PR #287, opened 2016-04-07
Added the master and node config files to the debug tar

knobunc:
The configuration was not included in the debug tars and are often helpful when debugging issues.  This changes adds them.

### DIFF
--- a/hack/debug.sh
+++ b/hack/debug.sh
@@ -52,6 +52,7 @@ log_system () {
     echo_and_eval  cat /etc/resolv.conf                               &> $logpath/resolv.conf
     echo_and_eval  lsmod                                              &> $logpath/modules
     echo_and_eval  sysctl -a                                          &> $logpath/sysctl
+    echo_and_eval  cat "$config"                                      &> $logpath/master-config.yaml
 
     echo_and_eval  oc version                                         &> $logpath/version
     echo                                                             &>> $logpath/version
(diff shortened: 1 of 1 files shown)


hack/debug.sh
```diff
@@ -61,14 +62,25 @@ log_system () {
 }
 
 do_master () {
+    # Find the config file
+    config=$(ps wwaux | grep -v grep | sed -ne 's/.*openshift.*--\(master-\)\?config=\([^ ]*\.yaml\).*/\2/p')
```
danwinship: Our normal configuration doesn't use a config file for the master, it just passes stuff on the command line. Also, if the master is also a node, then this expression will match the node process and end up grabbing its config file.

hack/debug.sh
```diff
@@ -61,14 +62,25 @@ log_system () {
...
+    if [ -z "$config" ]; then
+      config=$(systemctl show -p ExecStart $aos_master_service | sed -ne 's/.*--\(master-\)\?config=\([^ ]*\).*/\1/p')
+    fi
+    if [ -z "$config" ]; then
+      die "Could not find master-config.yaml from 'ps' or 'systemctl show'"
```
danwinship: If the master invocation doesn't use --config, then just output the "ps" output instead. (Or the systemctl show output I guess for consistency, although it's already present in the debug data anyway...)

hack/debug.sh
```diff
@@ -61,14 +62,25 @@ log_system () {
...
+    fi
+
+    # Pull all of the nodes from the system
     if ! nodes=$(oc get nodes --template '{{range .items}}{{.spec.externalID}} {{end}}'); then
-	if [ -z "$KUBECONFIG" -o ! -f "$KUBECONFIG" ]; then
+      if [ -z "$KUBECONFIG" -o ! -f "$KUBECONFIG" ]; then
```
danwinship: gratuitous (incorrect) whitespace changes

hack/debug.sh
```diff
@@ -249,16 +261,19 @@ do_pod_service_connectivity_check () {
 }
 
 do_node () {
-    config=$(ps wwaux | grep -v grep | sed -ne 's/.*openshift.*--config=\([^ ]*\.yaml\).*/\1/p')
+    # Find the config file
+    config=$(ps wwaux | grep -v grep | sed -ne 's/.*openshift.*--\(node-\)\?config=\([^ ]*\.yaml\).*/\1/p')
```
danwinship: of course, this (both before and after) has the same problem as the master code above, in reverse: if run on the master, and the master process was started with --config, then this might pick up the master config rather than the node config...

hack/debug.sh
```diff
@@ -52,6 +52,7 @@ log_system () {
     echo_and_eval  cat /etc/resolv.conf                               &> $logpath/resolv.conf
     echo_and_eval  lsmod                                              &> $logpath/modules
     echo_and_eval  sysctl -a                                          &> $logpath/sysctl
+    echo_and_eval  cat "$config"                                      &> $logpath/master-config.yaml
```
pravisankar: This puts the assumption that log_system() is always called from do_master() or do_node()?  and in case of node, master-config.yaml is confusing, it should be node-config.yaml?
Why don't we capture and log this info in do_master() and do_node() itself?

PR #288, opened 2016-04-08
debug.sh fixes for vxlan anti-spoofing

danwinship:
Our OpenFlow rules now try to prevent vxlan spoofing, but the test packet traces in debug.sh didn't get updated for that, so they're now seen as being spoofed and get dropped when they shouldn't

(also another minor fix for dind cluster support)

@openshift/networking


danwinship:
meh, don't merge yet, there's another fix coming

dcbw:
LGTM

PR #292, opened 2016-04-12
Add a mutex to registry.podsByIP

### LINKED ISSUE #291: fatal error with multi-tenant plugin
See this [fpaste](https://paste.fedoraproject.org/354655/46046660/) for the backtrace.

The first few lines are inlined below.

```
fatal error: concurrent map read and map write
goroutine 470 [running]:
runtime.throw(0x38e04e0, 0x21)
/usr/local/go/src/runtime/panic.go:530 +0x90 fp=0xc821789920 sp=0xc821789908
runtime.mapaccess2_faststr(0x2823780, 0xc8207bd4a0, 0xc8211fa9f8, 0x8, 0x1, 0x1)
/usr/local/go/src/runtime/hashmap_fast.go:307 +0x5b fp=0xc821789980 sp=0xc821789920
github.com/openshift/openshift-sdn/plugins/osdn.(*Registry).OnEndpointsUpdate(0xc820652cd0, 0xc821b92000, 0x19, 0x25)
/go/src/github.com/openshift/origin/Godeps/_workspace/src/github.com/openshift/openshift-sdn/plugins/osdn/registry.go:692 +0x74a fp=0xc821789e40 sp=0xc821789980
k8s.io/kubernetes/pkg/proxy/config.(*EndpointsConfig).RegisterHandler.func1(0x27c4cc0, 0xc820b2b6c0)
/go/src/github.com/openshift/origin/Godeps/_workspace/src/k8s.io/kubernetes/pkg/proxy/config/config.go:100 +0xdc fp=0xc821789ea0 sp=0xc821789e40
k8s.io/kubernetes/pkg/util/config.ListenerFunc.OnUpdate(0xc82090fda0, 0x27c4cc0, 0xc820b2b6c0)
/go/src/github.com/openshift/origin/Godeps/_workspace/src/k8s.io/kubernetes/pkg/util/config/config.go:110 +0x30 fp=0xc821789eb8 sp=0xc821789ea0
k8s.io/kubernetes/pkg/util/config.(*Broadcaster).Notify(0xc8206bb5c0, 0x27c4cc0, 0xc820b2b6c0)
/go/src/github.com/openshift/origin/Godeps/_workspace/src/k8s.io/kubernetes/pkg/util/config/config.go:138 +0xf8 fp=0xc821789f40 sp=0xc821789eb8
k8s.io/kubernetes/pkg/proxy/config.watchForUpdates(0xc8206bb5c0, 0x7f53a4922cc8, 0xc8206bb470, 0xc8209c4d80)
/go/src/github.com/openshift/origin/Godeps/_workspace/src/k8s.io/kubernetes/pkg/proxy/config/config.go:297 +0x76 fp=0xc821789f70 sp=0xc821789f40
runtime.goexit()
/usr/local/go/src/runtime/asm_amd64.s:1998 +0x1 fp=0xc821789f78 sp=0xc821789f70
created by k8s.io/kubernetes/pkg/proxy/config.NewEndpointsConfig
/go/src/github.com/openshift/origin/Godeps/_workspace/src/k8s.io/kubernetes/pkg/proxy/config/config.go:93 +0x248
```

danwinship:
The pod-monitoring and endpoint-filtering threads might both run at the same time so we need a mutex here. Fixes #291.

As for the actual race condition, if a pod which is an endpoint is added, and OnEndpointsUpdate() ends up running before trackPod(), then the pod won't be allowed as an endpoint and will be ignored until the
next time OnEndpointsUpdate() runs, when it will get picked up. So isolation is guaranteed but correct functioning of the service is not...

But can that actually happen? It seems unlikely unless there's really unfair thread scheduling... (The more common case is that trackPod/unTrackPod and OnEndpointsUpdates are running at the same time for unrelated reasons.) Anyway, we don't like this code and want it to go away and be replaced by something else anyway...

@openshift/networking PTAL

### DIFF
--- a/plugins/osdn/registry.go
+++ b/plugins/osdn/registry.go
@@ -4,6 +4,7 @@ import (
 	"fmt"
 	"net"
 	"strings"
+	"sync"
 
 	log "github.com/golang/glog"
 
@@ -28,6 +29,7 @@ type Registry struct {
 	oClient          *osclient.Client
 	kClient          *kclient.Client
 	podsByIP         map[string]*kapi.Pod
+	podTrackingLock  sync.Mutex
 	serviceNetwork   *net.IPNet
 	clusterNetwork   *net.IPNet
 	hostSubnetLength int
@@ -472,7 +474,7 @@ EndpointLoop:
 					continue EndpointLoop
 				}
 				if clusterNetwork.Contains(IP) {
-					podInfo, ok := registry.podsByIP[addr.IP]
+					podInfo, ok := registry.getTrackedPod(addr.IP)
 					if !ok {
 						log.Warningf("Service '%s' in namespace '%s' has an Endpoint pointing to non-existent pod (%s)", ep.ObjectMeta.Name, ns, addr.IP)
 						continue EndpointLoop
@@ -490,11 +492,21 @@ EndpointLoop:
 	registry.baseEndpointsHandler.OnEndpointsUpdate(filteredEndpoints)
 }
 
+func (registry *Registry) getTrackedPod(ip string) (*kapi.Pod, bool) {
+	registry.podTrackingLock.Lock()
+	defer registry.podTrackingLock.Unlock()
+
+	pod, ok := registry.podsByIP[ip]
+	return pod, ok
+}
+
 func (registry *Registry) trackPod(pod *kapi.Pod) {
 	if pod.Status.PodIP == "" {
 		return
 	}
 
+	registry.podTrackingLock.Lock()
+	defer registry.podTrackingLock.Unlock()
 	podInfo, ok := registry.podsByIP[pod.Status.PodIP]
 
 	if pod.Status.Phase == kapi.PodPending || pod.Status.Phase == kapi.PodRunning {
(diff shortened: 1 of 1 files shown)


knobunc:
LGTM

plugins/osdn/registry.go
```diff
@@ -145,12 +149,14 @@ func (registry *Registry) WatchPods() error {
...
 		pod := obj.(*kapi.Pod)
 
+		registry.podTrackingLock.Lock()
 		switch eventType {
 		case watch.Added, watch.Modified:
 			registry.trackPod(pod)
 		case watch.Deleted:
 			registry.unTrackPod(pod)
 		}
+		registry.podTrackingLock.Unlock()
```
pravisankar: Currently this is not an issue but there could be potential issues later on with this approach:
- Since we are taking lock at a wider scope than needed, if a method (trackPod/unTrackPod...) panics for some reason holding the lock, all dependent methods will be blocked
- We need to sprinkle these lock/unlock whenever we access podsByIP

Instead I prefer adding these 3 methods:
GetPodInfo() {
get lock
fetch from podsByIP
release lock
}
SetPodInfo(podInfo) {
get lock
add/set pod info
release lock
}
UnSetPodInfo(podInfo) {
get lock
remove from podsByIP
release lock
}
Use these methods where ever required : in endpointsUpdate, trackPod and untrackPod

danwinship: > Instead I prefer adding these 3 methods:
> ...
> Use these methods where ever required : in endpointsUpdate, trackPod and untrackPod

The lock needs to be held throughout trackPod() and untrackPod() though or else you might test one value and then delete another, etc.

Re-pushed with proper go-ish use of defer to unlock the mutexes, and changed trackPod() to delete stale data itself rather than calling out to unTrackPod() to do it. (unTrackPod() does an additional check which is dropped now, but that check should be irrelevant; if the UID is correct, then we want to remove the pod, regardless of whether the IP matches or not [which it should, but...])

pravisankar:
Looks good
----------------
» WHAT IS REQUIRED:
The exercise is to copy out every line above that has the word "vxlan" in it.

» RESPONSE:
debug.sh fixes for vxlan anti-spoofing
Our OpenFlow rules now try to prevent vxlan spoofing, but the test packet traces in debug.sh didn't get updated for that, so they're now seen as being spoofed and get dropped when they shouldn't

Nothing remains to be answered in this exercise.